→ PROBLEM: Scan the data, and whenever a line contains "StoreContext", copy it.

(Stored items)
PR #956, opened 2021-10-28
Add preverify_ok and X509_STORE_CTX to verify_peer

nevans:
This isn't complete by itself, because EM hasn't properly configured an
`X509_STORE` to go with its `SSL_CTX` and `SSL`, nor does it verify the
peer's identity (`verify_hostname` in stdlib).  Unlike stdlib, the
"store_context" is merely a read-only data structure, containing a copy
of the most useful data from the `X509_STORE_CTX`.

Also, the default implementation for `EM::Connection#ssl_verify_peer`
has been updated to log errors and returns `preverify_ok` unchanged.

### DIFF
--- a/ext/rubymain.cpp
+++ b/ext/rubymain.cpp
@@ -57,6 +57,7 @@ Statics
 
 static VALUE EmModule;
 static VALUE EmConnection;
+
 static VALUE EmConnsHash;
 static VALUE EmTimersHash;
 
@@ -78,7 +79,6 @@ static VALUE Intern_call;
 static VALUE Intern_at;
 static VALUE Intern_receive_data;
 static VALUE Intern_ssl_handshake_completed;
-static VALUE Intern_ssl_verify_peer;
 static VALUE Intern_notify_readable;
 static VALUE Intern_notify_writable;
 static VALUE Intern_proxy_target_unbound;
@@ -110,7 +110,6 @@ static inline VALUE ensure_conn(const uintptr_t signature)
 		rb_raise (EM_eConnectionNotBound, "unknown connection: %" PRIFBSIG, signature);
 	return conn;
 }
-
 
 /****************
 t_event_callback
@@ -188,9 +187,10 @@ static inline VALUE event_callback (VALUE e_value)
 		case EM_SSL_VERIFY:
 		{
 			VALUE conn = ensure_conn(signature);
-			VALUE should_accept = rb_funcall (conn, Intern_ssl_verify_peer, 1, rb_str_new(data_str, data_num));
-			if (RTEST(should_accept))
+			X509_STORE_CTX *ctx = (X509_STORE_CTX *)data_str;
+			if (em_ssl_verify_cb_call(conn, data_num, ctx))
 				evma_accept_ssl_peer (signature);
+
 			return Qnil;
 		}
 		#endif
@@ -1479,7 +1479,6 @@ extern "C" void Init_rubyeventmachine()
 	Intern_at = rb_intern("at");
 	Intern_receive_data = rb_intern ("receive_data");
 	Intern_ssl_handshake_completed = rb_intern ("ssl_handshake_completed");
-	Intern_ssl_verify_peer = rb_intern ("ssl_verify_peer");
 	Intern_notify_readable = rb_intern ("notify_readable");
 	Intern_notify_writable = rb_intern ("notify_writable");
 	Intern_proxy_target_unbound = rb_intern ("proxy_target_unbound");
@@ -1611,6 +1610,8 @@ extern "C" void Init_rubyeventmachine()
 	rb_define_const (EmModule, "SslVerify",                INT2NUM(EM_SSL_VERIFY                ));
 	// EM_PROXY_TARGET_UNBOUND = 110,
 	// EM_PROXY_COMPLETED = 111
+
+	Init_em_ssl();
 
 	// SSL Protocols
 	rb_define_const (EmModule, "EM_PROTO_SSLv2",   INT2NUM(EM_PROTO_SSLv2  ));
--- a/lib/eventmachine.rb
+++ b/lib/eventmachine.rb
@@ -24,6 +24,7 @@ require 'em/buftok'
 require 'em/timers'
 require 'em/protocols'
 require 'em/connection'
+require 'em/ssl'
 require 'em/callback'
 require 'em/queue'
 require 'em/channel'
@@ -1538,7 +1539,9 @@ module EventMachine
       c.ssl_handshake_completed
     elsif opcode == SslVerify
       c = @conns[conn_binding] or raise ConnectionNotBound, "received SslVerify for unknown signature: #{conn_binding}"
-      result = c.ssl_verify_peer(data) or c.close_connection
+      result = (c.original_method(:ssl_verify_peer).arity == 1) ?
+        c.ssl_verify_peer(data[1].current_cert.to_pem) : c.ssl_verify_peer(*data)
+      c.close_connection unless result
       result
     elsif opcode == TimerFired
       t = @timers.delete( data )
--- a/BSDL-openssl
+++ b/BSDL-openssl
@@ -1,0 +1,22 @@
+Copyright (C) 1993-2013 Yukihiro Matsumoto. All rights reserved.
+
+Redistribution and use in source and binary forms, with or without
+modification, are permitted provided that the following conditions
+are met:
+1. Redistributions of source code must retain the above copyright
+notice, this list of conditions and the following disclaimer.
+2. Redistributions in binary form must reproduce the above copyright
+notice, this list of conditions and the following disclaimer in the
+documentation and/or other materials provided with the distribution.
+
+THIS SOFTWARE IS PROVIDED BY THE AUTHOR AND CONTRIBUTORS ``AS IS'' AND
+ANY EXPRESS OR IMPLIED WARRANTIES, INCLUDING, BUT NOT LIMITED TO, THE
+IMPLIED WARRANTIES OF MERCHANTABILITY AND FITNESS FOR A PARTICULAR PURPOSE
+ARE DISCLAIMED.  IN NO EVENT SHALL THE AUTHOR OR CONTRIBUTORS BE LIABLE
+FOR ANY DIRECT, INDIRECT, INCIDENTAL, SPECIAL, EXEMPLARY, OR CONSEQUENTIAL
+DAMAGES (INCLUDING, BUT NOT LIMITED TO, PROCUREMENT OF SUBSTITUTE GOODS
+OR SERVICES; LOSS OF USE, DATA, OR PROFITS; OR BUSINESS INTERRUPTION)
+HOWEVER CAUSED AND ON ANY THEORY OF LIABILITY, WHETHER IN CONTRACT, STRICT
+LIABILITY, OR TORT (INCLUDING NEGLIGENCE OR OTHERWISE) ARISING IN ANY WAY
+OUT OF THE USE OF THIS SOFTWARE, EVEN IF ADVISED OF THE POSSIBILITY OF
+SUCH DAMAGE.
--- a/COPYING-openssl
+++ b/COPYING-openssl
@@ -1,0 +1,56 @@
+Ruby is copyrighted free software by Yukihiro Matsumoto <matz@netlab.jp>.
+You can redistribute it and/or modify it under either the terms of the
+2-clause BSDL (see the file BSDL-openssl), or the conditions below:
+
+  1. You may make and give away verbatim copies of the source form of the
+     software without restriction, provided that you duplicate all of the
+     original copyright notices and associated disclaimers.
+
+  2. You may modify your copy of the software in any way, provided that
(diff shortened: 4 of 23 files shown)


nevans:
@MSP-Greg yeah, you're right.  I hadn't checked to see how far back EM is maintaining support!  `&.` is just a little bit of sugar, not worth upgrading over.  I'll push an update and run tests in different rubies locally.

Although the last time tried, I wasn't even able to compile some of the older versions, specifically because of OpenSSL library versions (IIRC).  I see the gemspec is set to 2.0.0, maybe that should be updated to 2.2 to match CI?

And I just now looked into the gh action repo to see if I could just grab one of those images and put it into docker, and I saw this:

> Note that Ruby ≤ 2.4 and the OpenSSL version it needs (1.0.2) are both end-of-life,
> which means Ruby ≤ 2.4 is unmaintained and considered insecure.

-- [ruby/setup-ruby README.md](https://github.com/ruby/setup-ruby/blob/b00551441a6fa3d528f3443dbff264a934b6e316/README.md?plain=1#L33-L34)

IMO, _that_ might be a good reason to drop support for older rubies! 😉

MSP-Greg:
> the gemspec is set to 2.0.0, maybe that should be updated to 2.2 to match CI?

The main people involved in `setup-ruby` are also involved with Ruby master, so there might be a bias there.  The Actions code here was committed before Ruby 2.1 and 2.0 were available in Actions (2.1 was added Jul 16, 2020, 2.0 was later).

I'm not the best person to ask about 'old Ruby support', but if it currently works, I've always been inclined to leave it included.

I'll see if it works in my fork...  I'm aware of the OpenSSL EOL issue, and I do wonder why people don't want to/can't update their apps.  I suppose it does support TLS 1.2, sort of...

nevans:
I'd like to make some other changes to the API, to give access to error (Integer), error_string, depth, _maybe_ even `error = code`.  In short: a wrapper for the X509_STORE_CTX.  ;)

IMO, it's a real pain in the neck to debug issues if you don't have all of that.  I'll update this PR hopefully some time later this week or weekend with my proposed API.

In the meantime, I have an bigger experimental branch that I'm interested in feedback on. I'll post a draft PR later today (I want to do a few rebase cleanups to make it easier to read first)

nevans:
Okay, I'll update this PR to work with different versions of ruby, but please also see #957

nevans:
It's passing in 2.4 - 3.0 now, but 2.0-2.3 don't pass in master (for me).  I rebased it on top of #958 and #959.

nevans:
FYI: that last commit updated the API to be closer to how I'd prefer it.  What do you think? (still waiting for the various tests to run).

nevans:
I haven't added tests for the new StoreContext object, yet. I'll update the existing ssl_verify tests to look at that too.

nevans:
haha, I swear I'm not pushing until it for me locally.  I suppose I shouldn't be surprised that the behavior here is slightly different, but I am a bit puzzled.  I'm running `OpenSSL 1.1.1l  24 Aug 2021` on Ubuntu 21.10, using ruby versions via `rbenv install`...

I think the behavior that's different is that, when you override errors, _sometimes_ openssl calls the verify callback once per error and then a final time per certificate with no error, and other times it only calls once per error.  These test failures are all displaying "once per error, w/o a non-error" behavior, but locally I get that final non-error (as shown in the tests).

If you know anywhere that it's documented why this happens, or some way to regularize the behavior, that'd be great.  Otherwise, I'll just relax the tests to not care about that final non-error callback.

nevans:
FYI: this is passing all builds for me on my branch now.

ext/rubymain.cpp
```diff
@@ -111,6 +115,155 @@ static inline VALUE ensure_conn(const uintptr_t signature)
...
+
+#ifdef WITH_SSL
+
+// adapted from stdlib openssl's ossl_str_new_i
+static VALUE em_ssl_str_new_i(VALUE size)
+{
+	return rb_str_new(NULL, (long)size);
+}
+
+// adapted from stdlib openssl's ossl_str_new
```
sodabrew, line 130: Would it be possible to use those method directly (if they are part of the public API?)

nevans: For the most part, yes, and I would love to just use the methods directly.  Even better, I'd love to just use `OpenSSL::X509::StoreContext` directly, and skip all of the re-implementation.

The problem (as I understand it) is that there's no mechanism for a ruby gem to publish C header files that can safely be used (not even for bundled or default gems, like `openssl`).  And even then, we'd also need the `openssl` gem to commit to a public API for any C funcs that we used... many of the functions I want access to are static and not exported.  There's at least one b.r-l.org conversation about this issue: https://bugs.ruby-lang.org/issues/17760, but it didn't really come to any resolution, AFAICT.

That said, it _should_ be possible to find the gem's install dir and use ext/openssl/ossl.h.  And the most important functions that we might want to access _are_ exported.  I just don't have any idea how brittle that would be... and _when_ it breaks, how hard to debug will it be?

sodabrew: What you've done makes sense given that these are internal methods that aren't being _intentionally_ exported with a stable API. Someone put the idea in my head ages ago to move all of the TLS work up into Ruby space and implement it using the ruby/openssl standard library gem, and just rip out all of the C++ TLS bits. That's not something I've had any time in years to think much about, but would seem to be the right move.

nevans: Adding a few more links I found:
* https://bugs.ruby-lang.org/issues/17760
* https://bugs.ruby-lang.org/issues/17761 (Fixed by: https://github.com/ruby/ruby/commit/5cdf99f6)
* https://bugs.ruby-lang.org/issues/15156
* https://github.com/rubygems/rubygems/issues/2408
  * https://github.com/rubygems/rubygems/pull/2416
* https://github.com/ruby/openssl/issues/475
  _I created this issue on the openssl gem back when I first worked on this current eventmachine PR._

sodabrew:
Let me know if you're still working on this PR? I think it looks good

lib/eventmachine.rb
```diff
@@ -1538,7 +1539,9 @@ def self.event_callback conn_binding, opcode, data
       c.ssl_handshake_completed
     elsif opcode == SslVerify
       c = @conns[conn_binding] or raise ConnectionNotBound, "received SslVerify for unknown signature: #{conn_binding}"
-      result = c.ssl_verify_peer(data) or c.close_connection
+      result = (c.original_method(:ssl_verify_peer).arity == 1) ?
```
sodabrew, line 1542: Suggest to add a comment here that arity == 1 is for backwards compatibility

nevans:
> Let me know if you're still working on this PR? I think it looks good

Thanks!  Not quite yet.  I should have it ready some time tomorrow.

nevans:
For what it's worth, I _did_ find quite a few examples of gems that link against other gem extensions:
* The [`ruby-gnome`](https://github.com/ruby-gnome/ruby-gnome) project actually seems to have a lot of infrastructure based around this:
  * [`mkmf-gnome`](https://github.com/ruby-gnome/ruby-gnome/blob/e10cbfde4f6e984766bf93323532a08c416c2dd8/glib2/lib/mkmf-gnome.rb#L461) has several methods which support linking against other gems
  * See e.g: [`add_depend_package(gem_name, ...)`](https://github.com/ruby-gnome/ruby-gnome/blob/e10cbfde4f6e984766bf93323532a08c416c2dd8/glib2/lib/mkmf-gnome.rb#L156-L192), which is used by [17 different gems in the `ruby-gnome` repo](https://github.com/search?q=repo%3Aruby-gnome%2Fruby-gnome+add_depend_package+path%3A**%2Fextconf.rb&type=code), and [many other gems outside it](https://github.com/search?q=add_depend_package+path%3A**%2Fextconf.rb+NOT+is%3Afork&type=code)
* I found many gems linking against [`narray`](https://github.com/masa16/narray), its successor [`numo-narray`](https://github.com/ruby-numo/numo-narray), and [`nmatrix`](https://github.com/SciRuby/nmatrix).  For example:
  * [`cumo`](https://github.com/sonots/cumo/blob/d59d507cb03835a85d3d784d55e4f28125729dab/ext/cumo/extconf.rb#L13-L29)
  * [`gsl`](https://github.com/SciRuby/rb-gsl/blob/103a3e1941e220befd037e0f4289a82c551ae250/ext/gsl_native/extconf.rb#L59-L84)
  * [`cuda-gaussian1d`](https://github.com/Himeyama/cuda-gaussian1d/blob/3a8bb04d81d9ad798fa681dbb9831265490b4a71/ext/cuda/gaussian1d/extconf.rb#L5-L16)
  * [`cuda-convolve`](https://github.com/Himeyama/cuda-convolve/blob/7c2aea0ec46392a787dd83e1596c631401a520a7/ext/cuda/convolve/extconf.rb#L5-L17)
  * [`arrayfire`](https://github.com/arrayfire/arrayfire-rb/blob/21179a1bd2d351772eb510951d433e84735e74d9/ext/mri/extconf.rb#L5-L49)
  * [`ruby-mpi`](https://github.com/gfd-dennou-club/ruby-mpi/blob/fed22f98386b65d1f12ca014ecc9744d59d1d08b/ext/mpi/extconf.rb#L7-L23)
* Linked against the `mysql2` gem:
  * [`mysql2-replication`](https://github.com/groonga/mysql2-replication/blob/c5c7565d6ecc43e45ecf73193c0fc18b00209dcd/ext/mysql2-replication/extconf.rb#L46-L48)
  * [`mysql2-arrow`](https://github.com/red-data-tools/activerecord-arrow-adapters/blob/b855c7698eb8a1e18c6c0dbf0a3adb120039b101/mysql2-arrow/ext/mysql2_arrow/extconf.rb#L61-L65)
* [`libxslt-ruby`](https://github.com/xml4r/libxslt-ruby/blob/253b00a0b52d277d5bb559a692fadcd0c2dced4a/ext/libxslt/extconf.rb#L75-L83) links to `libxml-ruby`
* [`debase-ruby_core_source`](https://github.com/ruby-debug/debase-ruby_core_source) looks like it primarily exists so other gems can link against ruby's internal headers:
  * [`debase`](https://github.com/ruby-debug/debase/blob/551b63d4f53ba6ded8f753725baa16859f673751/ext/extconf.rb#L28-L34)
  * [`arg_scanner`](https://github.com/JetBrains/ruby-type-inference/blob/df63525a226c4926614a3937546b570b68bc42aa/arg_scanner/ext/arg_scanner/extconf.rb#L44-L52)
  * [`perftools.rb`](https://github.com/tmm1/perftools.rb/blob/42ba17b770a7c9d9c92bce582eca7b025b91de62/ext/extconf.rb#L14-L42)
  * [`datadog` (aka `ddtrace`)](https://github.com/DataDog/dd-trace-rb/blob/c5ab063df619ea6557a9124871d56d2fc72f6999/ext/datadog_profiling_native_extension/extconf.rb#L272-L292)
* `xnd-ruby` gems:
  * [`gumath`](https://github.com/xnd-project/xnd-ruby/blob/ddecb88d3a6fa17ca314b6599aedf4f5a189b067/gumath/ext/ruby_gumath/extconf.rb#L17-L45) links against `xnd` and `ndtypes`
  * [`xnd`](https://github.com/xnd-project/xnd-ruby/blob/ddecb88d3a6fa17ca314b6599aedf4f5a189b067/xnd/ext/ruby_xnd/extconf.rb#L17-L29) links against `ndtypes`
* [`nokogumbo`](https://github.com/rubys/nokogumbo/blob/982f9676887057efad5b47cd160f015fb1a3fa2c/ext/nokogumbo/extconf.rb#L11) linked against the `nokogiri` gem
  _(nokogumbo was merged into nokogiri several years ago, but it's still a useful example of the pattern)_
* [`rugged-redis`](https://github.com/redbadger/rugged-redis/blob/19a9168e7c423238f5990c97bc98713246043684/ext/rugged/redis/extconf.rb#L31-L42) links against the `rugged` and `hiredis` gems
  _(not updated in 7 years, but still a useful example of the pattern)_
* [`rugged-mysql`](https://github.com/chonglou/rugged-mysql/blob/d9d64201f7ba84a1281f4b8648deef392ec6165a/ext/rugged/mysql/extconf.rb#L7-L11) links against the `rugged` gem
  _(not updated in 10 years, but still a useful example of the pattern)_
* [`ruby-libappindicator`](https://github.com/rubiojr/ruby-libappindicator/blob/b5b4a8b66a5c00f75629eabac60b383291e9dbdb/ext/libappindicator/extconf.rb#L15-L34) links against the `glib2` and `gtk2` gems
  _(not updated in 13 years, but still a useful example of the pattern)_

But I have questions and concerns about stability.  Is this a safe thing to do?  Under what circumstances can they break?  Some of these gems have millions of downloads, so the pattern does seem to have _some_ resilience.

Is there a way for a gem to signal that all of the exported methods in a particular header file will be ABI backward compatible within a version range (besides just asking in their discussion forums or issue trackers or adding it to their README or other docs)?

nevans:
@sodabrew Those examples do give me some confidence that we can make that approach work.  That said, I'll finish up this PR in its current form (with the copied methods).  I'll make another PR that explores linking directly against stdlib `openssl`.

→ RESULT OF THIS EXERCISE:
I haven't added tests for the new StoreContext object, yet. I'll update the existing ssl_verify tests to look at that too.
nevans: For the most part, yes, and I would love to just use the methods directly.  Even better, I'd love to just use `OpenSSL::X509::StoreContext` directly, and skip all of the re-implementation.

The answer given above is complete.